For most of history, large empires offered societies something they instinctively seek: order. Beginning with the long reign of the Roman Empire and China’s Qing realms, these systems created shared rules that organized people, territory, and authority. They were never permanent, and often brutal, but they brought coherence. Order, in this sense, has always been about stability – about arranging power so everyday life doesn’t tip into chaos.
That idea eventually expanded to a global scale. The principles of sovereignty and statehood were formalized through the Peace of Westphalia, a series of treaties in the seventeenth century that anchored world politics in the idea of legally equal states. Trade, culture, and economics mattered, but states remained the load-bearing beams of the system.

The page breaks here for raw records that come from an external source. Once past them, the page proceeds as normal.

PR #16727, opened 2022-06-29
exploits: Set tftphost option for modules which use Windows TFTP stager

bcoles:
Windows exploit modules which use the TFTP command stager require a `tftphost` option to be set (https://github.com/rapid7/rex-exploitation/pull/34 https://github.com/rapid7/rex-exploitation/issues/31).

This PR adds this option to the following modules (all modules which force set `'CmdStagerFlavor' => 'tftp'`):

* modules/exploits/multi/http/struts_code_exec_exception_delegator.rb
* modules/exploits/multi/http/struts_code_exec.rb
* modules/exploits/windows/antivirus/ams_xfr.rb
* modules/exploits/windows/http/ca_totaldefense_regeneratereports.rb
* modules/exploits/windows/http/osb_uname_jlist.rb
* modules/exploits/windows/iis/msadc.rb
* modules/exploits/windows/misc/altiris_ds_sqli.rb
* modules/exploits/windows/mssql/mssql_payload.rb

It does not patch `modules/exploits/windows/iis/ms01_026_dbldecode.rb`  as this is addressed in #16724.

Note: Many of these modules likely won't work for other reasons (such as using a Meterpreter payload by default). Fixing the TFTP stager means at least one less thing is broken. `set HttpTrace true` can be used to show the before and after effect of this patch.

### DIFF
--- a/modules/exploits/windows/antivirus/ams_xfr.rb
+++ b/modules/exploits/windows/antivirus/ams_xfr.rb
@@ -50,16 +50,13 @@ class MetasploitModule < Msf::Exploit::Remote
   end
 
   def windows_stager
-
-    exe_fname = rand_text_alphanumeric(4+rand(4)) + ".exe"
-
     print_status("Sending request to #{datastore['RHOST']}:#{datastore['RPORT']}")
-    execute_cmdstager({ :temp => '.', :cgifname => exe_fname })
+    tftphost = (datastore['SRVHOST'] == '0.0.0.0') ? Rex::Socket.source_address : datastore['SRVHOST']
+    execute_cmdstager({ temp: '.', tftphost: tftphost })
     @payload_exe = generate_payload_exe
 
     print_status("Attempting to execute the payload...")
     execute_command(@payload_exe)
-
   end
 
   def execute_command(cmd, opts = {})
--- a/modules/exploits/windows/iis/msadc.rb
+++ b/modules/exploits/windows/iis/msadc.rb
@@ -344,7 +344,8 @@ class MetasploitModule < Msf::Exploit::Remote
       res = exec_cmd(y, "cmd /c copy cmd.exe \\inetpub\\scripts\\#{exe_fname}", z)
 
       # Use the CMD stager to get a payload running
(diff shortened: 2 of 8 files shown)


modules/exploits/windows/antivirus/ams_xfr.rb
```diff
@@ -50,16 +50,13 @@ def initialize(info = {})
   end
 
   def windows_stager
-
-    exe_fname = rand_text_alphanumeric(4+rand(4)) + ".exe"
-
     print_status("Sending request to #{datastore['RHOST']}:#{datastore['RPORT']}")
-    execute_cmdstager({ :temp => '.', :cgifname => exe_fname })
```
bcoles, line 57: `cgifname` does nothing. It is copy pasta from a couple of other Windows modules developed around the same time and use a similar code pattern. It has been removed.

modules/exploits/windows/iis/msadc.rb
```diff
@@ -344,7 +344,8 @@ def exploit
       res = exec_cmd(y, "cmd /c copy cmd.exe \\inetpub\\scripts\\#{exe_fname}", z)
 
       # Use the CMD stager to get a payload running
-      execute_cmdstager({ :temp => '.', :linemax => 1400, :cgifname => exe_fname })
+      tftphost = (datastore['SRVHOST'] == '0.0.0.0') ? Rex::Socket.source_address : datastore['SRVHOST']
+      execute_cmdstager({ temp: '.', tftphost: tftphost, linemax: 1_400, cgifname: exe_fname, noconcat: true })
```
bcoles, line 348: This module, like `ms01_026_dbldecode`, expects the TFTP command stager to generate commands without concatenation as it needs to strip the `start` command. This is the default behavior for the stager; however, it won't be the default once https://github.com/rapid7/rex-exploitation/pull/34 is merged. Thus `noconcat` was added.

space-r7:
## Release Notes

Modules that use the `tftp` command stager fail due to a missing `tftphost` option. This ensures that the `tftphost` host is set and valid before proceeding with creating the command stager.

That structure felt especially solid during the Cold War. Power was divided between two ideological camps, each with its own allies, rules, and limits. When the standoff ended, the sense of order lingered. One Western superpower stood at the center, and many assumed the system had reached a stable destination.
But following the demise of the Soviet Union, the 1990s brought violent fragmentation in Europe. Western values didn’t fit well, especially when forced upon people who didn’t feel like they had a say in the matter. Russia’s failed transition, and the difficult expansion of the European Union and NATO, added up to a lot of disorder and instability, which laid the seeds for today’s authoritarianism.

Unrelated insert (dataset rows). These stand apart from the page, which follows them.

PR #16738, opened 2022-07-01
correct CVE and add linting for weblogic_deserialize_asyncresponseservice

ErikWynter:
# About
This change changes the CVE number for weblogic_deserialize_asyncresponseservice from `CVE-2017-10271` to `CVE-2019-2725` in the module and docs. It also add linting for the module and docs. The correct CVE number was already mentioned in the URL for the Oracle security advisory: `['URL', 'https://www.oracle.com/technetwork/security-advisory/alert-cve-2019-2725-5466295.html'],`

### DIFF
--- a/documentation/modules/exploit/multi/misc/weblogic_deserialize_asyncresponseservice.md
+++ b/documentation/modules/exploit/multi/misc/weblogic_deserialize_asyncresponseservice.md
@@ -1,8 +1,14 @@
 ## Vulnerable Application
 
-CVE-2017-10271 exploits an XML deserialization vulnerability in Oracle WebLogic via the AsyncResponseService component.  The exploit provides an unauthenticated attacker with remote arbitrary command execution.
+CVE-2019-2725 exploits an XML deserialization vulnerability in Oracle WebLogic via the AsyncResponseService component.
+The exploit provides an unauthenticated attacker with remote arbitrary command execution.
 
-Oracle Weblogic runs as a Java-based service in Windows, Linux, and Unix environments.  It is downloadable from Oracle once registered for an account.  For testing vulnerable environments, we used Weblogic 10.3.6 for Ubuntu (`wls1036_linux32.bin`), Weblogic 10.3.6 for Windows (`wls1036_dev.zip`).  For testing a non-vulnerable environment, we used Weblogic 12.2.1.2 (`fmw_12.2.1.2.0_wls.jar`) in combination with a JDK (`jdk-8u211-windows-x64.exe`).
+Oracle Weblogic runs as a Java-based service in Windows, Linux, and Unix environments.
+It is downloadable from Oracle once registered for an account.
+For testing vulnerable environments, we used Weblogic 10.3.6 for Ubuntu (`wls1036_linux32.bin`),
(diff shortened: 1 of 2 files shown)


ErikWynter:
I added `Notes`, but I'm not sure if those are fully accurate. I have not tested the module since I only changed the CVE and then ran rubocop and msftidy against it.

modules/exploits/multi/misc/weblogic_deserialize_asyncresponseservice.rb
```diff
@@ -9,62 +9,76 @@ class MetasploitModule < Msf::Exploit::Remote
...
-        {
+        'DefaultTarget' => 0,
+        'DefaultOptions' => {
           'WfsDelay' => 12
         },
-      'DisclosureDate' => '2019-04-23'))
+        'DisclosureDate' => '2019-04-23',
+        'Notes' => {
+          'Stability' => [ CRASH_SAFE ],
+          'SideEffects' => [ ARTIFACTS_ON_DISK, IOC_IN_LOGS ],
```
smcintyre-r7, line 77: Looks like `ARTIFACTS_ON_DISK` can be removed. We typically see that used when there is a command stager which is not in use here. Both targets execute an OS command through the SOAP request. IOC_IN_LOGS sounds reasonable though given the request may be logged.

ErikWynter: done!

documentation/modules/exploit/multi/misc/weblogic_deserialize_asyncresponseservice.md
```diff
@@ -39,7 +48,8 @@ msf5 exploit(multi/misc/weblogic_deserialize_asyncresponseservice) > check
 
 ## Options
 
-  **TARGETURI** : Set this to the AsyncResponseService uri, normally it should be `/_async/asyncresponseservice`. You can also set `VHOST` instead to handle virtual hosts.
+  **TARGETURI** : Set this to the AsyncResponseService uri, normally it should be `/_async/asyncresponseservice`.
+  You can also set `VHOST` instead to handle virtual hosts.
```
smcintyre-r7, line 52: Option names should be H3, as they are [in the document template.](https://github.com/rapid7/metasploit-framework/blob/eb6535009f5fdafa954525687f09294918b5398d/documentation/modules/module_doc_template.md?plain=1#L23)

```suggestion
### TARGETURI
Set this to the AsyncResponseService uri, normally it should be `/_async/asyncresponseservice`.
```

VHOST doesn't need to be documented since it's a common option and the use case here isn't unique.

space-r7:
Just modified the wording in a fail_with() call in commit 52ac28199115085bbcb61ba5b8097e34bb3c37d2. Successfully tested the module on Linux:

<details><summary>Output</summary>

```
msf6 exploit(multi/misc/weblogic_deserialize_asyncresponseservice) > run

[*] Started reverse TCP handler on 192.168.140.1:4444 
[*] Generating payload...
[*] Sending payload...
[*] Command shell session 2 opened (192.168.140.1:4444 -> 192.168.140.169:39180) at 2022-07-07 18:02:11 -0500

whoami
space

```

</details>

Then came the early 2000s, when, after 9/11, Western governments elevated security and attempted to shape outcomes through force. Western credibility took a dive, and the balance of power began to spread. Emerging economies began to demand influence in bodies such as the World Trade Organization.

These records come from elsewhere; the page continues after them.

PR #16752, opened 2022-07-07
Bump ruby-version to 3.0.4, bump workers to 3.0.4 and 3.1.2, and fix CVE issues

gwillcox-r7:
Bump Ruby version used in Metasploit to 3.0.4 and also bump tests suites to 3.0.4 from 3.0.3. Also bump test suite from 3.1.1 to 3.1.2. 

This should not introduce any new functionality and should instead just fix some CVEs. Refer to https://rubychangelog.com/versions-all/#ruby-30 which shows these just fix CVEs reported. This can also be confirmed with https://www.ruby-lang.org/en/news/2021/11/24/ruby-3-0-3-released/ and https://www.ruby-lang.org/en/news/2022/04/12/ruby-3-0-4-released/.

As a side note it seems we are already using 3.0.3 for our test suite so this shouldn't prove to be an issue there, issue might be bumping to 3.0.4 but I doubt that will be an issue given this changelog.

The 3.1.1 to 3.1.2 change can be seen at https://www.ruby-lang.org/en/news/2022/04/12/ruby-3-1-2-released/ and the changelog at https://github.com/ruby/ruby/compare/v3_1_1...v3_1_2 shows only three commits which are pretty minor.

Western authority weakened again with the Iraq War and the 2008 financial crisis. After that, the West became more permissive about rule-breaking abroad. By the 2010s, confidence in democracy, capitalism, and globalization was visibly thinning. Populism surged, Brexit weakened Britain’s role while China advanced with patience and long-term thinking.
The shocks of the 2020s – pandemic, economic strain, and Russia’s full-scale invasion of Ukraine – made the breakdown unmistakable. The old era had ended, but the next one had yet to take shape. We now live in an unsettled in-between marked by fractured authority and shifting alliances.
Countries such as India embody this moment. Dynamic and democratic, yet underrepresented, India is pressing for a larger role in forums like the United Nations Security Council, the BRICS, and the G20. How rising powers align will shape the values and rules that follow.
What lies ahead looks more and more like a flexible, regionalized system built on shifting interests and practical cooperation. Understanding how order unraveled is the first step toward shaping whatever comes next.
The Triangle of Power (2026) asks an important question: who actually decides how the world is run now that the old rules no longer hold. Drawing on wars, trade shocks, and shifting alliances, Alexander Stubb maps a world pulled between the Global West, the Global East, and a rising Global South with more leverage than ever before. It explains what’s breaking, what still works, and what kind of order might realistically come next.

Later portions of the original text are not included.